The black-yellow coalition in North Rhine-Westphalia is also calling for an opening clause via a development motion in the Bundesrat. The aim is to introduce an allowance for the purchase of owner-occupied single-family houses, two-family houses or condominiums and for the purchase of undeveloped land by private individuals, as a spokesman for the Ministry of Finance in Düsseldorf explains. According to the state's ideas, this allowance should be uniform throughout Germany. For now, the North Rhine-Westphalian state parliament has approved a 400-million-euro subsidy program. This is to relieve owner-occupiers who have bought since January 1, 2022. However, it is not yet clear who will receive how much money, a fact criticized by the opposition in the state parliament.

Under the current legal situation, the federal states can only set the level of the tax rate. The coalition agreement of the SPD, Greens and FDP does state: "We want to enable the states to make the real estate transfer tax more flexible, for example by means of a tax-free allowance, in order to facilitate the acquisition of owner-occupied residential property." This is to be financed by fewer exemptions for companies. So far, they have often been able to avoid the tax through so-called share deals. But there are no concrete plans for changes in the Federal Ministry of Finance yet. "How a more flexible arrangement can be regulated, is currently being examined," a spokeswoman informs.

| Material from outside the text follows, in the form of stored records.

PR #215, opened 2026-08-15
feat(metrics): measure opportunity control delay

YoungJinJung:
## Why

Issue #24 needs to separate reviewer lateness from control-plane lateness. Opportunity timing now reaches reviewer decisions, but it cannot yet show whether a warranted intervention was dispatched and resolved before the useful window closed.

## What changed

- follow non-stale `VERIFY`/`NUDGE` decisions into their first control attempt by durable review job ID
- follow dispatch to RPC acceptance or terminal outcome by durable control ID
- classify dispatch against the observable intervention window
- report decision-to-dispatch and dispatch-to-resolution step coverage
- keep stale, failed, unknown, terminal-without-dispatch/resolution, and observation-gap cases explicit
- document observed adoption as the remaining #24 linkage slice

## Validation

- `ruff format --check .`
- `ruff check .`
- `mypy src tests`
- `pytest` (623 passed)

Refs #24


YoungJinJung:
## Review

- The control join continues the same durable-identity discipline: `review_job_id` from a non-stale VERIFY/NUDGE decision to the first control attempt, then `control_id` to RPC acceptance or a terminal outcome, always scanning strictly after the previous stage. No adjacency or timestamp guessing.
- Treating a `control_terminal` found *before* any dispatch as a pre-dispatch outcome (stale/failed/unknown) rather than a missing dispatch is the right call — the stale-before-dispatch test pins that it lands in STALE_BEFORE_DISPATCH, not TERMINAL_NO_DISPATCH.
- The no-fabrication guards carry through the new stage: gap-crossed intervals go UNJUDGEABLE without contributing step samples, missing dispatch/resolution split by the #213-hardened terminal-evidence rule, and a dispatched-then-gapped control still counts in `dispatched` so the `(n/denominator)` fractions expose the shortfall.
- Denominators are per stage again (eligible for decision-to-dispatch, dispatched for the dispatch-relative samples), matching the reviewer-stage conventions from #214.

**Minor (non-blocking):**
- Unlike the reviewer line, the rendered control line mixes two axes: EARLY/WITHIN/LATE classify *dispatch timing* while ACCEPTED/FAILED/STALE_AFTER/TERMINAL_NO_RESOLUTION classify *resolution outcome*, so a single dispatched control appears in one bucket from each axis and the counters don't sum to `eligible`. The numbers are all correct — but a reader pattern-matching from the reviewer line (which is a strict partition) may misread it. A label tweak (e.g. `dispatch_timing: ...; resolution: ...`) would remove the ambiguity.

Checks green (CI + CodeQL), 623 tests passing, docs updated across architecture/research/status and all three user guides. LGTM — merging.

Soon relief for real estate buyers are thus little likely, on the contrary. According to data from the analysis firm Empirica, real estate prices and thus the basis for the real estate transfer tax continued to rise in the first quarter. According to the data, prices for condominiums were 11.5 percent higher than in the first quarter of 2021, while single-family and two-family houses became even more expensive by 13.7 percent within one year.

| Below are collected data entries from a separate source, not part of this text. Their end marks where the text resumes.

PR #228, opened 2026-08-15
feat(effects): classify HTTP and database commands

YoungJinJung:
## Why

Issue #98 calls for operation-aware external command classification. After the remote CLI slice, curl and database clients were still blanket unknown/Class C even for bounded reads, while their resource strings could retain URL secrets.

## What changed

- classify curl GET/HEAD/OPTIONS, remote writes, uploads, request bodies, and local output files conservatively
- reject config-driven, multi-request, unsupported-method, and ambiguous read-with-body shapes as explicit unknown Class C
- strip URL credentials, query strings, and fragments before resource persistence
- classify bounded PostgreSQL/MySQL metadata reads and known write verbs while keeping SELECT, scripts, interactive use, multiple commands, and mixed statements unknown
- document the extended #98 boundary

## Validation

- ruff format --check .
- ruff check .
- mypy src tests
- SPOTTER_HOME=/tmp/spotter-test-home.wvWzFP pytest (654 passed)

Refs #98


YoungJinJung:
## Review

Reviewed the full diff (effects.py, docs, tests) adversarially, same lens as #227 — hunting for any shape where a remote write could inherit read semantics.

**No safety inversions found:**
- The read path is guarded on both sides: read methods with a request body (`-XGET -d …`) go unknown-C rather than A, while `-G` (which genuinely converts data to query params) legitimately reads. Config-driven (`-K`), multi-request (`--next`), unsupported methods (`-XPROPFIND`), and schemeless URLs all refuse classification instead of defaulting to GET — each pinned by the never-inherit-GET test.
- The #227 attached-shorthand fix pays off here: `-XDELETE` and `-eUPDATE…` both resolve correctly, and I checked the inverse direction — a clustered `-sG` that escapes `_has_option` degrades to POST/C (over-conservative), never to a false read.
- SQL classification is appropriately narrow: single-statement only, metadata reads (`SHOW`/`DESCRIBE`) as the only A verbs, and — the right call — `SELECT` stays unknown because function calls can mutate. Scripts, init-commands, interactive sessions, multiple `-c` options, and semicolon-split statements (including literals containing `;`, which err conservative) all refuse. psql backslash metacommands land in unsupported_sql_shape.
- Secret hygiene is real: `_sanitize_remote_resource` rebuilds the netloc from hostname+port only (dropping userinfo), strips query/fragment, and re-brackets IPv6; the test persists a URL with embedded credentials and token query and asserts the clean resource.

**Minor (non-blocking):**
- Clustered short options hide the output flag: `curl -so out.json URL` won't match `-o`'s attached rule (token starts with `-s`), so a download classifies A instead of B. Read-vs-local-write fidelity only — no external-write risk — but common enough idiom to note for a follow-up.
- The `ValueError` fallback in `_sanitize_remote_resource` (e.g. an out-of-range port) strips query/fragment textually but keeps any `user:secret@` userinfo. Rare shape; a `partition('@')` in the fallback would close it.

Checks green (CI + CodeQL), 654 tests passing, architecture/status docs updated with the extended boundary. LGTM — merging.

The prices in rent advertisements increased in this period against it only by 4.4 per cent. For prospective buyers, the fact that interest rates for real estate loans have risen significantly in recent weeks is an aggravating factor. For a long time, interest rates were below 1 percent, but now banks are again charging more than 2 percent in many cases, and the trend is upwards.

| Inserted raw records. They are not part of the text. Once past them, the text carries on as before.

PR #229, opened 2026-08-15
fix(effects): parse clustered curl options

YoungJinJung:
## Why

The #228 review identified two fidelity gaps after merge: common clustered curl output flags such as `-so` could stay Class A instead of local-write Class B, and malformed-port URL fallback could retain userinfo.

## What changed

- parse value-taking short options inside bounded clusters (`-so`, `-sXPOST`, `-sd`, `-sKfile`)
- reuse clustered recognition for boolean/presence checks so config-driven requests still refuse classification
- strip userinfo in the invalid-URL fallback before persisting the resource
- add regressions for output, POST/data, config, and malformed-port credential cases

## Validation

- ruff format --check .
- ruff check .
- mypy src tests
- SPOTTER_HOME=/tmp/spotter-test-home.wvWzFP pytest (656 passed)

Refs #98

### DIFF
--- a/src/spotter/effects.py
+++ b/src/spotter/effects.py
@@ -112,6 +112,37 @@ _SCRIPT_RUNNERS = frozenset(
 )
 _HTTP_READ_METHODS = frozenset({"GET", "HEAD", "OPTIONS"})
 _HTTP_WRITE_METHODS = frozenset({"DELETE", "PATCH", "POST", "PUT"})
+_CURL_BOOLEAN_SHORT_OPTIONS = frozenset("#0123456789:BaGfghiIJjklLMnNOqRSsvVZ")
+_CURL_VALUE_SHORT_OPTIONS = frozenset(
+    {
+        "A",
+        "b",
+        "C",
+        "c",
+        "D",
+        "d",
+        "E",
+        "e",
+        "F",
+        "H",
+        "K",
+        "m",
+        "o",
+        "P",
+        "Q",
+        "r",
+        "T",
+        "t",
+        "U",
+        "u",
+        "w",
+        "X",
+        "x",
+        "Y",
+        "y",
+        "z",
+    }
+)
 _SQL_READ_VERBS = frozenset({"DESC", "DESCRIBE", "SHOW"})
 _SQL_WRITE_VERBS = frozenset(
     {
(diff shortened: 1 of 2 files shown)


YoungJinJung:
## Review

Reviewed the full diff. The two #228 findings are addressed as described — clustered value-taking options resolve (`-so`, `-sXPOST`, `-sd`, `-sK…` all pinned) and the invalid-port fallback now strips userinfo. However, the cluster matcher introduces a **new safety inversion**, so please hold the merge:

**Blocking finding — false-positive flag detection inside attached values:**
- `_short_cluster_contains(token, flag)` matches the flag character *anywhere* in `token[1:]`, including inside another option's attached value. Concrete counterexample:

  `curl -dsize=BIG https://api.example.com/x`

  Real curl: `-d size=BIG` → **POST** with a body. Classifier: `has_data` is true, but `_has_option(words, \"-G\", \"--get\")` also fires because the token `-dsize=BIG` "contains G" — so the method resolves to GET via the `-G` branch, and the read-with-body guard is skipped *because* `-G` appears present. Result: a real remote POST classifies **Class A external_read**. Any `-d`/`-F` attached value containing an uppercase `G` (or `I`) reproduces it.
- The same mechanism can misread other flags out of values (e.g. `-dXfoo` yields method `FOO`), though those all degrade to unknown-C — conservative. The `-G`/`-I` presence checks are the ones that flip toward *permissive*.

**Suggested fix:** scan clusters left-to-right instead of substring-matching: iterate characters after `-`; a known boolean flag consumes one char; the first known *value-taking* option char (`X d F T o c D w K u …`) consumes the remainder (or the next token) as its value and terminates the scan; an unrecognized char refuses the cluster as `unsupported_curl_shape`. That preserves all four new regression cases while making `-dsize=BIG` invisible to the `-G` check (its chars are inside `-d`'s value). A regression asserting `curl -dsize=BIG URL` classifies `http.post`/C would pin it.

Everything else (fallback credential strip, the four cluster regressions) is good — I'll merge once the cluster scan is ordered rather than substring-based.

YoungJinJung:
Fixed the blocking cluster safety inversion in 33295b3 by replacing substring flag detection with a bounded left-to-right curl option scanner: boolean flags consume one character, value-taking flags consume the remaining token/next argument, and unknown flags refuse classification. Added the exact `-dsize=BIG` regression (Class C / `http.post`) plus an unsupported-cluster case. Full suite remains green: 656 passed.

YoungJinJung:
The follow-up commit resolves the blocking finding exactly along the suggested lines: `_normalize_curl_args` scans clusters left-to-right against explicit boolean/value-taking option tables, the first value-taking char consumes the remainder (or next token) as its value, and any unrecognized char refuses the whole command as `unsupported_curl_cluster`. The substring matcher is fully removed — including its reach into the generic `_option_values`/`_has_option`/`_has_option_prefix` helpers, so the other families return to their pre-#229 attached-prefix behavior. The `-dsize=BIG` counterexample now pins `http.post`/C, and `-s@` pins the cluster refusal. Missing trailing values also refuse rather than guess. Checks green — merging.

In no other EU country do so few people live in a property they own as in Germany. According to the European Statistics Office, the proportion of owners in 2020 was just over 50 percent. By contrast, the EU average was around 70 percent. Owning your own property is the norm in Eastern Europe in particular, but also in countries such as Spain and Italy. Renting in Europe is only more popular than in Germany in the non-EU country of Switzerland. There, the proportion of owners was recently only 42 percent.